Work task ::
From the records, return each line that has the word "should" in it.

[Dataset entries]
⁂
PR #342, opened 2021-01-08
Promote set_vsync to BaseWindow

jerekshoe:
## Purpose
Promotes set_vsync to BaseWindow class

## Notes
I didn't make any changes to Win32Window because it doesn't set `_vsync` and it does some weirdness where it sets `vsync` (the argument) to 0. I didn't really want to mess with that without understanding more of what was going on

### DIFF
--- a/pyglet/window/__init__.py
+++ b/pyglet/window/__init__.py
@@ -1133,7 +1133,7 @@ class BaseWindow(with_metaclass(_WindowMetaclass, EventDispatcher)):
         """
         raise NotImplementedError('abstract')
 
-    def set_vsync(self, vsync):
+    def set_vsync(self, vsync: bool) -> None:
         """Enable or disable vertical sync control.
 
         When enabled, this option ensures flips from the back to the front
@@ -1154,7 +1154,7 @@ class BaseWindow(with_metaclass(_WindowMetaclass, EventDispatcher)):
                 If True, vsync is enabled, otherwise it is disabled.
 
         """
-        raise NotImplementedError('abstract')
+        self._vsync = vsync
 
     def set_mouse_visible(self, visible=True):
         """Show or hide the mouse cursor.
--- a/pyglet/window/win32/__init__.py
+++ b/pyglet/window/win32/__init__.py
@@ -339,8 +339,9 @@ class Win32Window(BaseWindow):
                 # This seems odd, as vsync is normally a bool
                 # Win32Context.set_vsync casts vsync to an int anyways
                 # so this should probably be changed
-                vsync = 0
+                vsync = False
 
+        super().set_vsync(vsync)
         self.context.set_vsync(vsync)
 
     def switch_to(self):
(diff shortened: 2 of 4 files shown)


pyglet/window/__init__.py
```diff
@@ -1133,7 +1133,7 @@ def maximize(self):
         """
         raise NotImplementedError('abstract')
 
-    def set_vsync(self, vsync):
+    def set_vsync(self, vsync: bool) -> None:
```
jerekshoe, line 1136: Not sure if this should default to True maybe?

pyglet/window/__init__.py
```diff
@@ -1154,7 +1154,7 @@ def set_vsync(self, vsync):
                 If True, vsync is enabled, otherwise it is disabled.
 
         """
-        raise NotImplementedError('abstract')
+        self._vsync = vsync
```
jerekshoe, line 1157: I could include:
```python
if self._context:
    self._context.set_vsync(vsync)
```
but there are a few questions:
1) Is checking for existing of self._context necessary. Only CocoaWindow performs this check
2) Is it a good idea to include the extra logic here

pyglet/window/__init__.py
benmoran56: I'd probably leave it as-is, just to force users to be explicit. 

However, it _might_ make sense to just turn some of these things into `@property`s instead of using the `set_xxxx` methods. (Since it's for v2.0 it's a chance to modernize a bit).  What do you think?

jerekshoe: I've thought about it and I'm thinking that I would like to clean the code up first, then look at making many of these into properties

jerekshoe: I'm thinking that things like this and mouse_exclusive/keyboard_exclusive would be prime candidates for properties

benmoran56: That sounds reasonable.

pyglet/window/__init__.py
benmoran56: There seem to be a lot of similar checks in the CocoaWindow, but I'm not sure if they're really necessary. The context is set during `__init__`, so this shouldn't be any different from other Windows. I think we should try to confirm on a Mac.

jerekshoe: I'll test it on my mac in a bit

jerekshoe: Context seems to be there from my testing on macOS. Can't see anything in the code that would suggest it wouldn't be there, so I'm going to remove the check for it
⁂
Task response ::
                 # so this should probably be changed
jerekshoe, line 1136: Not sure if this should default to True maybe?
benmoran56: There seem to be a lot of similar checks in the CocoaWindow, but I'm not sure if they're really necessary. The context is set during `__init__`, so this shouldn't be any different from other Windows. I think we should try to confirm on a Mac.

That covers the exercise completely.